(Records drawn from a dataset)
────────────────────
PR #1974, opened 2016-12-19
Fix#1889 (p:calendar timeControlType="select" does not work with national time pattern)

FastainCS09:
The **if (hasTime()) Condition** in CalenderRenderer.java is buggy,it returns true only when the pattern is not null or contains (":") ,so that's why no pattern runs except that contains separator **(:)**.

Here is the code for checking time.
**public boolean hasTime() { 
     String pattern = getPattern(); 
     return (pattern != null && pattern.indexOf(":") != -1); 
}**
The work around is to comment the check and it will works for all the patterns alongwith any separator.
It has no consequence,even the user doesn't mention time with the pattern.

### DIFF
--- a/src/main/java-templates/org/primefaces/component/calendar/CalendarTemplate.java
+++ b/src/main/java-templates/org/primefaces/component/calendar/CalendarTemplate.java
@@ -77,7 +77,7 @@ import javax.faces.event.PhaseId;
     public boolean hasTime() {
         String pattern = getPattern();
 
-        return (pattern != null && pattern.indexOf(":") != -1);
+        return (pattern != null && (pattern.contains("HH") || pattern.contains("mm") || pattern.contains("ss")));
     }
 
     @Override
--- a/src/main/java/org/primefaces/component/calendar/CalendarRenderer.java
+++ b/src/main/java/org/primefaces/component/calendar/CalendarRenderer.java
@@ -200,7 +200,7 @@ public class CalendarRenderer extends InputRenderer {
             wb.attr("showOtherMonths", true).attr("selectOtherMonths", calendar.isSelectOtherMonths());
         }
 
-        if (calendar.hasTime()) {
+       
             String timeControlType = calendar.getTimeControlType();
             
             wb.attr("timeOnly", calendar.isTimeOnly())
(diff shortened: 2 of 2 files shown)


tandraschko:
So there is no reason that we had the if statement around the code block?

FastainCS09:
Yeah,I checked it,even though , you donot mention time in the pattern,it will have no issue .

tandraschko:
| you donot mention time in the pattern,

not sure if in understand. It's possible to set time in the pattern.

FastainCS09:
Just a continuation of the above comment, if u look at the funciton **hasTime()**
The last statement states : 
`return (pattern != null && pattern.indexOf(":") != -1);`

so if the pattern is "**MM:DD:YYYY**" ,,it still returns true,though the time is not given. So in any case,either  we comment the if block or check c only that the pattern is not null ,or other work aorund is to check,whether it has Pattern HH,MM,SS and then only returns true.

tandraschko:
Yeah but it's possible to set e.g. pattern="MM/dd/yyyy HH:mm”.

FastainCS09:
yeah sure,i agree with you that we can add the time ,but if the pattern is e.g norwegian **MM.dd.yyyy HH.mm** then in that case ,it returns false.That was the problem,for which i propose that solution.

tandraschko:
Yeah but your fix looks just like an dirty workaround. We should fix the hasTime() method.

FastainCS09:
If you want to retain the if code block ,then one solution  should be like this ,it is just a sample solution.

`return (pattern != null && pattern.contains("HH")  || pattern.contains("MM) || pattern.contains("SS");`

FastainCS09:
if u want to improve the above code ,then feel free to give me your suggestion and i will then create a another updated pull request.

tandraschko:
yeah, something like that looks better.
but "MM" is month, we need to check "mm". "ss" are also lower case.

FastainCS09:
Ok No issue,I will take care of lower case as well.So i will now create an updated Pull Request.Thanks for taking out time and giving me your feedback.

tandraschko:
Thanks!

FastainCS09:
You welcome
────────────────────
:: What you are asked to do ::
Track down all lines above with the string "case" and copy them.

:: Response below ::
so if the pattern is "**MM:DD:YYYY**" ,,it still returns true,though the time is not given. So in any case,either  we comment the if block or check c only that the pattern is not null ,or other work aorund is to check,whether it has Pattern HH,MM,SS and then only returns true.
yeah sure,i agree with you that we can add the time ,but if the pattern is e.g norwegian **MM.dd.yyyy HH.mm** then in that case ,it returns false.That was the problem,for which i propose that solution.
but "MM" is month, we need to check "mm". "ss" are also lower case.
Ok No issue,I will take care of lower case as well.So i will now create an updated Pull Request.Thanks for taking out time and giving me your feedback.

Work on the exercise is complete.